Türkische Lira verzeichnet neues Rekordtief
Die Türkische Lira hat jüngst ein neues Allzeittief gegenüber dem Greenback markiert. Mit knapp 8,60 USD kassierte Dollar-Lira das Anfang November vergangenen Jahres verzeichnete, bisher geltende Rekordniveau ein. Zwischenzeitlich erzielte Kursgewinne der türkischen Landeswährung von fast 25%, die vor allem auf eine restriktive und glaubwürdige Geldpolitik unter dem vorübergehenden Vorsitzenden Agbal zurückzuführen waren, wurden wieder eingebüßt.
Spielen globale Vorgaben die entscheidende Rolle? Eher nicht
Wenig überzeugend sind teils anzutreffende Begründungen, wonach es vor allem internationale Vorgaben seien, die der Lira zu schaffen machen. So bewegen sich Indikatoren für das weltweit vorherrschende Risikosentiment, darunter der Bloomberg Risk-on-Risk-off-Index, weiterhin auf hohen Niveaus. Von einer erhöhten globalen Risikoaversion als Ursache für eine Schwäche der Lira kann folglich keine Rede sein, schon gar nicht in einem Ausmaß, das ein historisches Kurstief rechtfertigen würde. Selbiges gilt im Übrigen für die US-Renditen, die sich auf eher unauffälligen Niveaus aufhalten.
Deutlich überzeugender als Basis für die Lira-Abwertung erscheinen hingegen hausgemachte Faktoren. Der Führungswechsel bei der Zentralbank hinterlässt weiter seine Spuren. Offensichtlich bestehen marktseitig erhebliche Zweifel daran, dass Notenbankchef Kavcioglu in der Lage oder willens ist, der hohen und bislang weiter steigenden Inflationsrate von zuletzt über 17% (J/J) entschieden entgegenzuwirken und sie so zeitnah unter Kontrolle zu bringen.
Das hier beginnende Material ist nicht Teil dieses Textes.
PR #2405, opened 2021-01-11
[#2170] Support upload of client certificate for X.509 credentials

### LINKED ISSUE #2170: Registry should support upload of client certificate for X.509 credentials type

Medienberichten zufolge fragen türkische Unternehmen außerdem derzeit vermehrt US-Dollar nach, um kurzfristig fällige Auslandsverbindlichkeiten bedienen zu können. Dass die Kredite offenbar nicht verlängert werden, könnte ebenfalls ein Indiz dafür sein, dass sich ausländische Kapitalgeber vermehrt aus der Türkei zurückziehen wollen. Hinzu kommen diplomatische Spannungen. So soll Präsident Erdogan andere NATO-Staaten dazu gedrängt haben, die offizielle Reaktion auf die von Belarus erzwungene Landung eines Passagierflugzeugs abzuschwächen.
Keine Erholung in Sicht
Von einer bevorstehenden, nachhaltigen Gegenbewegung der türkischen Landeswährung ist nicht auszugehen. Vielmehr muss damit gerechnet werden, dass die Zentralbank möglichst frühzeitig einen expansiveren geldpolitischen Kurs einschlagen wird, um den Vorgaben des Staatspräsidenten zu entsprechen. Die Erfahrungen der vergangenen Jahre legen nahe, dass die Währungshüter dabei früher oder später eine zu lockere Gangart an den Tag legen werden – zulasten der türkischen Landeswährung.